States of Fear: Science or Politics? - Michael Crichton

FloppyDisk90
Joined
Jun '12
FloppyDisk90

"By the way, your dichotomy is incorrect. One speaks of both the climate and weather of Boise. The distinction is not of geographic scale; it is in the scale of time."

I stand corrected.  Thank you for clarifying that there is indeed a difference between climate and weather.  Please inform ConservativeWanderer.

As for my "homespun" grass analogy, the point is you don't need a model of each blade of grass to arrive at a "reasonably accurate" prediction of the average height of your lawn a week into the future.  Hence, it is possible given a sufficiently accurate macro model of the climate, to predict global temperatures without resorting to summing N micro models, which was wanderer's contention.  You and I don't have an argument:  I agree that the current crop of models leave much to be desired.  That just tells me we should try harder and refine them. Wanderer and other folks in this thread want to abandon the effort all together.

FloppyDisk90
Joined
Jun '12
FloppyDisk90

Finally, only in your wishful thinking does the post at RealClimate invalidate the climate models.  Scenario B, current levels of forcing, is right on the money except for the last year or two where it's off by a few tenths of a degree.  Note that the scale of the entire graph is only approx 2 degrees C so all this talk about accuracy and precision is based on the models' failure to predict global temperatures down to the last tenth of a degree.

Edited on July 5, 2012 at 5:05am
drlorentz
Joined
Sep '10
drlorentz

FloppyDisk90: Finally, only in your wishful thinking does the post at RealClimate invalidate the climate models.  Scenario B, current levels of forcing, is right on the money except for the last year or two where it's off by a few tenths of a degree.  Note that the scale of the entire graph is only approx 2 degrees C so all this talk about accuracy and precision is based on the models' failure to predict global temperatures down to the last tenth of a degree. · 5 hours ago

Edited 3 hours ago

No need to get snippy. Instead, compare this figure from GISS with the one on RealClimate.

Fig.A2

The two figures use the same normalization. Feel free to verify that.

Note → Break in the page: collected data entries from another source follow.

PR #1135, opened 2015-09-15
mmc: spi: disable dma mapping code, as it does not work

msperl:
since:
    commit 0589342c27944e50ebd7a54f5215002b6598b748
    Author: Rob Herring rob.herring@calxeda.com
    Date:   Tue Oct 29 23:36:46 2013 -0500

```
     of: set dma_mask to point to coherent_dma_mask

     Platform devices created by DT code don't initialize dma_mask pointer to
     anything. Set it to coherent_dma_mask by default if the architecture
     code has not set it.
```

the mmc-spi driver no longer detects the sd-cards any longer.

This patch disables the offending section in mmc_spi
so that the driver works again and detects the sd card normally.

There is no real negative impact as the spi-framework
does no longer rely on driver-provided DMA mappings but
maps the transfers transparently.


msperl:
this also applies to 4.1.y

pelwell:
Do you think this is a Pi-specific issue?

Have you submitted this patch upstream?

msperl:
maybe - there was one longer discussion where I was asked to bisect the issue (and I got to that specific commit), but the thread ended without any conclusion.

My personal solution was to have the above patch (because it is unclear where things fall over) - as you provide an overlay for it I guess you may want that the driver works as well...

So I wanted to share this observation and the patch - others may want to use it as well...

Note that it also happens in the upstream 4.2, so it is somewhat generic...

Ruffio:
@msperl this points to 4.2.y. If it should get merged, then it must point to 4.4.y. Is it still relevant?

Ruffio:
@msperl is this still relevant? It is pointing to v. 4.2 and currently we are running 4.4.. IMHO it should be closed...

msperl:
well - it still is not working, but if you want to ignore that issue, then you should remove the spi-mmc module from the kernel

mi-hol:
@msperl @Ruffio  the way I understand Rob Herring's commit comment at top, is that all ARM Linux distributions would suffer from the same issue. Hence I'd agree with @pelwell 's question ' is a Pi-specific issue?' 
Issue resolution will need to be approached differently.
I wonder if it should be related to #1801 brought up by @Electron752 
Any thoughts?

Electron752:
I'm not sure how it relates to issue #1801 as I can't see the exact change at this point.

I have hit a bunch of issue with the DMA mask needing to be explicitly set otherwise things don't work at all. Especially on arm64.   I just assumed it was some kind of policy decision to get people to cleanup their drivers...

pelwell:
I don't think it is related (the change is here: https://github.com/raspberrypi/linux/pull/1135/commits/aef50a19f335ae3d2eb43ac5496c7f03930b394f).

pelwell:
Submitted upstream.

JamesH65:
Did this ever get accepted?

pelwell:
It died when the initial response wasn't a "Yes" and other things took over.

JamesH65:
@pelwell Did upstream ever take this?

pelwell:
No, but with nobody (including the author) showing an interest I didn't put a lot of effort into it.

In 2011, Scenario C, the temperature anomaly at the beginning of this decade is 0.6C. Scenario B shows 1.0 C. Reality came in at 0.55C. I think you'll agree that Scenario C is closer. The discrepancy of 0.5C is about equal to the entire anomaly, i.e. 100% error - a pretty poor showing.

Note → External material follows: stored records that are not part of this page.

PR #1152, opened 2015-10-02
Add support for the HiFiBerry DAC+ Pro.

hifiberry:
The HiFiBerry DAC+ and DAC+ Pro products both use the existing bcm sound driver with the DAC+ Pro having a special clock device driver representing the two high precision oscillators.

An addition bug fix is included for the PCM512x codec where by the physical size of the sample frame is used in the calculation of the LRCK divisor as it was found to be wrong when using 24-bit depth sample contained in a little endian 4-byte sample frame.


pelwell:
It's a large change, but apart from the pcm512x tweak it is Hifiberry specific, and the code looks OK to me. No objections from me.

A few tenths of a degree is what it's all about... if you think of 5 as "a few."

drlorentz
Joined
Sep '10
drlorentz

FloppyDisk90: "By the way, your dichotomy is incorrect. One speaks of both the climate and weather of Boise. The distinction is not of geographic scale; it is in the scale of time."

I stand corrected.  Thank you for clarifying that there is indeed a difference between climate and weather.  Please inform ConservativeWanderer.

You willfully misinterpreted my statement. I think you understand that the words weather and climate are used the way I described. That does not mean that I agree the distinction is a sharp or particularly useful one. People speak of climate and weather this way. That's what I said and that's what I meant.

drlorentz
Joined
Sep '10
drlorentz

Here's my lame attempt to overlay the two graphs:

graphs

It would be so much easier if I had the numerical data, but we must work with what we have.

By the way, I never said or implied that this invalidates anything, to use your term, FloppyDisk90. It's just not looking so good for the models right now. If the divergence continues for another decade or so, the modelers should have to face some tough questions. The other references I gave in an earlier post list other areas of disagreement that are more significant, most notably in the temperature distribution as a function of  latitude and height.

Please note that Scenario C assumes no further CO2 added, which would have been almost impossible to achieve. If the models can't distinguish between business as usual (Scenario B) and no more CO2 (Scenario C), then what good are they?

Do I have too much time on my hands or what?